*** Opening of SUPPLIED MATERIAL ***

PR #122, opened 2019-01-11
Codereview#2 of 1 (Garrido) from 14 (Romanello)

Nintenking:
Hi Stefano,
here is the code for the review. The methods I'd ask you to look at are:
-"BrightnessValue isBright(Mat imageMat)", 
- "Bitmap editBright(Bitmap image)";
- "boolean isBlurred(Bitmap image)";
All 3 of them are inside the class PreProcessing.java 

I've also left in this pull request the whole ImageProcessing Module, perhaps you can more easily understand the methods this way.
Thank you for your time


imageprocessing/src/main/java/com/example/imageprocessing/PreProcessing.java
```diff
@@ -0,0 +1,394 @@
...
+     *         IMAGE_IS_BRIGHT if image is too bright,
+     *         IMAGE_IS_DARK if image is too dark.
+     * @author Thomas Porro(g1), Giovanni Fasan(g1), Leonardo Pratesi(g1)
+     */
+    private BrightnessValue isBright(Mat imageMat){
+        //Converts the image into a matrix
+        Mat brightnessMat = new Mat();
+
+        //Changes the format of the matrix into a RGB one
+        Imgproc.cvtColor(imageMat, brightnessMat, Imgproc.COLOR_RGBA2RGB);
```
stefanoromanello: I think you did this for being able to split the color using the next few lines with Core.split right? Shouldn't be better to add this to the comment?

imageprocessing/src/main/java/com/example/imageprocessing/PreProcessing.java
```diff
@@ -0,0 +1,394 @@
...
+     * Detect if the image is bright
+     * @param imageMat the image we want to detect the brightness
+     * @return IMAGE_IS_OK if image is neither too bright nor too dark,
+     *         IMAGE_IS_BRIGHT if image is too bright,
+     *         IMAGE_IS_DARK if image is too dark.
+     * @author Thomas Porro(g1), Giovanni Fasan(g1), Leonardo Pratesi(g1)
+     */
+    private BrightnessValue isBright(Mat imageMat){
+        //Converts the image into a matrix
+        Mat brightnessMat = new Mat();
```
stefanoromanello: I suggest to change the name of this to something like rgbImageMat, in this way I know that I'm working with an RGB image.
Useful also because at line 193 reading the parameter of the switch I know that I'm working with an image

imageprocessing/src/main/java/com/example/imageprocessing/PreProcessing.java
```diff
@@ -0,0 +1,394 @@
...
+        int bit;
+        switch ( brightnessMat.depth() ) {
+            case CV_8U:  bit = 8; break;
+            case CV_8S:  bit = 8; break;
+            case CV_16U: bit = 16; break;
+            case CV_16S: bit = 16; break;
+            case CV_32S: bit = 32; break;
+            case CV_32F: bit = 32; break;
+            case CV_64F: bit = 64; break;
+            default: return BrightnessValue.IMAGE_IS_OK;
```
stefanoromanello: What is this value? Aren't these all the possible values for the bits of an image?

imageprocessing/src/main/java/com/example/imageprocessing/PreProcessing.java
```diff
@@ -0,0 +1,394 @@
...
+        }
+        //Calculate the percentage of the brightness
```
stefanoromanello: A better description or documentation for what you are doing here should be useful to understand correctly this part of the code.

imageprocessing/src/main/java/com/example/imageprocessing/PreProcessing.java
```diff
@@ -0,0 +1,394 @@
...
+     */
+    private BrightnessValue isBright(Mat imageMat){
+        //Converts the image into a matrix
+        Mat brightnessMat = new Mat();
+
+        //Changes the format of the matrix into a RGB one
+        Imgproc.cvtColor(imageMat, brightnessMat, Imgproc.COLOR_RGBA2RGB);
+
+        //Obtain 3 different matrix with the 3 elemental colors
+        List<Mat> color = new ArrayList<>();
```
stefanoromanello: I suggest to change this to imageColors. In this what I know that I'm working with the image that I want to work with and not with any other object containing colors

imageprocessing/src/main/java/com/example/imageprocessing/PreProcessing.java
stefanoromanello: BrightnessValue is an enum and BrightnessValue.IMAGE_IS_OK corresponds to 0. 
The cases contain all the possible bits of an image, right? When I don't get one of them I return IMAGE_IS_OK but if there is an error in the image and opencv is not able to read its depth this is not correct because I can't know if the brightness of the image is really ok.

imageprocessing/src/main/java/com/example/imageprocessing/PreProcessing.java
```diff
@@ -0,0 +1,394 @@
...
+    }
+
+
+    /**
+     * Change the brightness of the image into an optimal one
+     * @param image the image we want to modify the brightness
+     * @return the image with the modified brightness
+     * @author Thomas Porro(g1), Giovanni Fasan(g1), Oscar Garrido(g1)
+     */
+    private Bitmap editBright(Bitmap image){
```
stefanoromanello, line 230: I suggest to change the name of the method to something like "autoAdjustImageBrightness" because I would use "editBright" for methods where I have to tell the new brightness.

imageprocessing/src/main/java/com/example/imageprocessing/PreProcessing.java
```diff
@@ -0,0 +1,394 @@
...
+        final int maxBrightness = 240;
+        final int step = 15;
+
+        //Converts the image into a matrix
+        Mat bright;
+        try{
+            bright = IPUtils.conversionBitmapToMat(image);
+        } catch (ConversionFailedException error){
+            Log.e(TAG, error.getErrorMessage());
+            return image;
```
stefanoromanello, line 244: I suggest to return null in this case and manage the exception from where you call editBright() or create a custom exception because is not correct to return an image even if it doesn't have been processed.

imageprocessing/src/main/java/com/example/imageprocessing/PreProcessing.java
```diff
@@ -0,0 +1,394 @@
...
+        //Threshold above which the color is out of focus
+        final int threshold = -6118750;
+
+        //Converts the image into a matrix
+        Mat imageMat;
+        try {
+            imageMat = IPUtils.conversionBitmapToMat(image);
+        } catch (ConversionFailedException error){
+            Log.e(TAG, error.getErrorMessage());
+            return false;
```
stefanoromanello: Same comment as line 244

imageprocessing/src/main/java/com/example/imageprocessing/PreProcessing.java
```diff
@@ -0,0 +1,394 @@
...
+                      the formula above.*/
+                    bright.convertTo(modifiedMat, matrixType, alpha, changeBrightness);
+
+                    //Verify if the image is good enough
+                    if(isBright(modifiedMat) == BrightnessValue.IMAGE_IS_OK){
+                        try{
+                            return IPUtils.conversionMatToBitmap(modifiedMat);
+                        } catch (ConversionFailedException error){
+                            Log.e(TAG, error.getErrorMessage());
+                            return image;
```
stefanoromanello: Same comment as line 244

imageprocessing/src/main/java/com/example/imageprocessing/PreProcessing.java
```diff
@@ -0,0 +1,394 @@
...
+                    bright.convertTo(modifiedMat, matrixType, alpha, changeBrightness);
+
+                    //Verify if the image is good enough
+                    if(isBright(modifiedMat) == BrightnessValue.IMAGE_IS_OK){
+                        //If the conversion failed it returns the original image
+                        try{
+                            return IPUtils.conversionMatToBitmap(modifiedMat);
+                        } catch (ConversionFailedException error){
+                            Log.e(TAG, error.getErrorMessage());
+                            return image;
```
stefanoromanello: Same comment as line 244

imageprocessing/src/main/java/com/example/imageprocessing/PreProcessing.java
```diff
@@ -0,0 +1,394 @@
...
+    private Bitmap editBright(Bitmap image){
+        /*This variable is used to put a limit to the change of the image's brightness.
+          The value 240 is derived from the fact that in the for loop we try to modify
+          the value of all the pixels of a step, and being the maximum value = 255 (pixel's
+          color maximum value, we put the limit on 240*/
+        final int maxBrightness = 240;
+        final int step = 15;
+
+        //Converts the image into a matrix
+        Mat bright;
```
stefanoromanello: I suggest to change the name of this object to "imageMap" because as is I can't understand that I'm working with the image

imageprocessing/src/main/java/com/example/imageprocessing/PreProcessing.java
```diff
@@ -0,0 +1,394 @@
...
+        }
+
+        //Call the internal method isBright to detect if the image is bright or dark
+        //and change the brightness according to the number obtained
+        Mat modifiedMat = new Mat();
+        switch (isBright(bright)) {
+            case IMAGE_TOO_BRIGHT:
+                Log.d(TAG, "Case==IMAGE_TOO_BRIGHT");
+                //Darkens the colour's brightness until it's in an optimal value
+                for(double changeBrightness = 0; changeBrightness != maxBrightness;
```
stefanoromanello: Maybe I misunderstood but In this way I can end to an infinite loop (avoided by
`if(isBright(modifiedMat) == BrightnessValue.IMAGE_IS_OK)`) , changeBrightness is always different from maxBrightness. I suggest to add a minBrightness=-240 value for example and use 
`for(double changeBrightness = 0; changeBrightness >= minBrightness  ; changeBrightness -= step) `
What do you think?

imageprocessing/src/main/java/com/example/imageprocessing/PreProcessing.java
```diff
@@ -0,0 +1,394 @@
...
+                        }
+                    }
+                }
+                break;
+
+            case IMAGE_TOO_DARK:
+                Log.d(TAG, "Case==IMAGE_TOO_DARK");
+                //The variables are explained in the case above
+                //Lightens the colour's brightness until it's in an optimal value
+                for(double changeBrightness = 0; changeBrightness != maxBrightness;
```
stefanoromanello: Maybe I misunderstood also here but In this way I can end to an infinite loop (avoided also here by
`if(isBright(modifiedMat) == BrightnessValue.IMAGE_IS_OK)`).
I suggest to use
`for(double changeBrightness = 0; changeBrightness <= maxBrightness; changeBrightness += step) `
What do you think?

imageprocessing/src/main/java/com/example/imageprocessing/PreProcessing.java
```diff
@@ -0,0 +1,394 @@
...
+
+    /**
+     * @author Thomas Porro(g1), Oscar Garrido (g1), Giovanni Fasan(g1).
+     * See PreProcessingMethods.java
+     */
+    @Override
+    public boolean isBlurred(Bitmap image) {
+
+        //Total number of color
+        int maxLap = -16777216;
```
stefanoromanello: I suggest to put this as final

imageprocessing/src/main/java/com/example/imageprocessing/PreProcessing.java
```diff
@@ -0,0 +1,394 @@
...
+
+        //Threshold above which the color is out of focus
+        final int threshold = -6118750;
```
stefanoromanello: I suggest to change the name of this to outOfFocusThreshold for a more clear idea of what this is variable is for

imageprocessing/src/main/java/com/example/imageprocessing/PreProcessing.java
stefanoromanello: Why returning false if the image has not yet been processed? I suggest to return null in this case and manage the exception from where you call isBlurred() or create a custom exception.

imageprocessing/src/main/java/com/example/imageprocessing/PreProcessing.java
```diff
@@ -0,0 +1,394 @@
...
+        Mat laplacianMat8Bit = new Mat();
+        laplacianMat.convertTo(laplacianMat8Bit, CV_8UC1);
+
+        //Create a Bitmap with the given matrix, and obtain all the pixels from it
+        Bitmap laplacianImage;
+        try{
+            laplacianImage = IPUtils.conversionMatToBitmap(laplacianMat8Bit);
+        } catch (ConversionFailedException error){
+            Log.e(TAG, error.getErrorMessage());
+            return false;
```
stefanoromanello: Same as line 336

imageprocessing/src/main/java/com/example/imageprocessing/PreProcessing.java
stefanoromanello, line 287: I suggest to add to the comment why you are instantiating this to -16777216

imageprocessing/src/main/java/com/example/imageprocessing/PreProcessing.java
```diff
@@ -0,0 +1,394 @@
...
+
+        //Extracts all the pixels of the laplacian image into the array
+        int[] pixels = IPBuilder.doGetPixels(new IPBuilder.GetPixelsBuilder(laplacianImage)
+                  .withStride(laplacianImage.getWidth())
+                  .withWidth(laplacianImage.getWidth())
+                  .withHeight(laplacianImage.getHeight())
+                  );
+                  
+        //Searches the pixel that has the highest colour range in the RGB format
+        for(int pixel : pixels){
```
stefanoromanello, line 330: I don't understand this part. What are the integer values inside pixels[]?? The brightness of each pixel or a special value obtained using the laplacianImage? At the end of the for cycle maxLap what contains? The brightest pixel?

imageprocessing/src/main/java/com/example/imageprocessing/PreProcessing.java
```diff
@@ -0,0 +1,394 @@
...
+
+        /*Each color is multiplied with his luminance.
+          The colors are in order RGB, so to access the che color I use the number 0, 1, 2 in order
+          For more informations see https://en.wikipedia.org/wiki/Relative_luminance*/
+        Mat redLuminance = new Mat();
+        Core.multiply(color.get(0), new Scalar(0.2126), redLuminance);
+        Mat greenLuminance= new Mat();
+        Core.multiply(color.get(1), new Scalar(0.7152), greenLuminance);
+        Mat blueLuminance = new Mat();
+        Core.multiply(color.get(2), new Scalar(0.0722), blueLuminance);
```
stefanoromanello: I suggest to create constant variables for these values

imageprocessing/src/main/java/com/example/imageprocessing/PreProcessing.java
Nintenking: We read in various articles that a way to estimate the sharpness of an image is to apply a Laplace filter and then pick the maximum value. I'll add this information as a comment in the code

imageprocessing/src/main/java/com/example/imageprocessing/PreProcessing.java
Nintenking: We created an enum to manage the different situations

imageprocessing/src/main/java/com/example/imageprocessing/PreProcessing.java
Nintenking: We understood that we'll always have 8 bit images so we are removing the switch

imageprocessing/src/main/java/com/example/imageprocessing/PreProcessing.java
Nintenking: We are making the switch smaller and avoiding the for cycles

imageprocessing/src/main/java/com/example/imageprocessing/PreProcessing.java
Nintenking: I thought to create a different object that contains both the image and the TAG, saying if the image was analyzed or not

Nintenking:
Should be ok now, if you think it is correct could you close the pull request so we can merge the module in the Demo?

*** Close of SUPPLIED MATERIAL ***

• _TASK DETAILS_: If a line in the entries above contains "think", report it.

• _ANSWER FOR THIS EXERCISE_:
stefanoromanello: I think you did this for being able to split the color using the next few lines with Core.split right? Shouldn't be better to add this to the comment?
What do you think?
What do you think?
Should be ok now, if you think it is correct could you close the pull request so we can merge the module in the Demo?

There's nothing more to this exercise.